Some here are on the liberal side some conservative but we really try to keep the political discussion under control.  

And btw I am a loyal gun toting liberal lol.  But can respect just about any view point that the person can argue intelligently.  Ashful and I have had some more heated discussions but that doesn't mean I dislike him at all.  I have had a few with you as well.  But name-calling is never constructive.  If I had seen that I would have removed the post whether I agreed with the person's politics or not.


----------



## kennyp2339 (Dec 3, 2020)

He's around, lurking, the clues were seen on the go-fund me donation page


----------



## Seasoned Oak (Dec 3, 2020)

bholler said:


> And btw I am a loyal gun toting liberal lol.

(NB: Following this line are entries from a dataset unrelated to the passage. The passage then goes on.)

PR #304, opened 2020-10-15
A re-write of the NDCubeABC Class to facilitate discussion on a upcoming SEP

Cadair:
I went full type hints on the ABC, I don't really expect us to pick them up elsewhere at the moment, but they are useful for API specification.

### DIFF
--- a/ndcube/ndcube.py
+++ b/ndcube/ndcube.py
@@ -4,33 +4,72 @@ import numbers
 import textwrap
 import warnings
 from collections import namedtuple
+from typing import Any, Union, Mapping, Iterable, Tuple
 
 import astropy.nddata
 import astropy.units as u
 import numpy as np
-import sunpy.coordinates
-from astropy.utils.misc import InheritDocstrings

 That proves you cant put everyone in 2 seperate boxes.  Too many variations.  I guess most regular folks  get along quite well at opposite ends of the spectrum even if the party leaders dont.


----------



## kennyp2339 (Dec 3, 2020)

Seasoned Oak said:


> That proves you cant put everyone in 2 seperate boxes.  Too many variations.  I guess most regular folks  get along quite well at opposite ends of the spectrum even if the party leaders dont.


I think this forum would be boring if we all thought the same. I like variety and think this forum is light years ahead with all the different thought processes that happen, makes us a unique but united group of people from around the world, hopefully we can get more people to join to.


----------



## Easy Livin’ 3000 (Dec 4, 2020)

kennyp2339 said:


> I think this forum would be boring if we all thought the same. I like variety and think this forum is light years ahead with all the different thought processes that happen, makes us a unique but united group of people from around the world, hopefully we can get more people to join to.


Here, here, Kenny!  

Focusing on differences, very bad.  Focusing on things we have in common, very good.  This site automatically starts folks on the things we have in common.  Sometimes, folks stray into the other territory.

I'm a big fan of folks intelligently and passionately disagreeing on something (except politics and religion here).  The entertainment value is much higher, and it's where positive change and growth occurs.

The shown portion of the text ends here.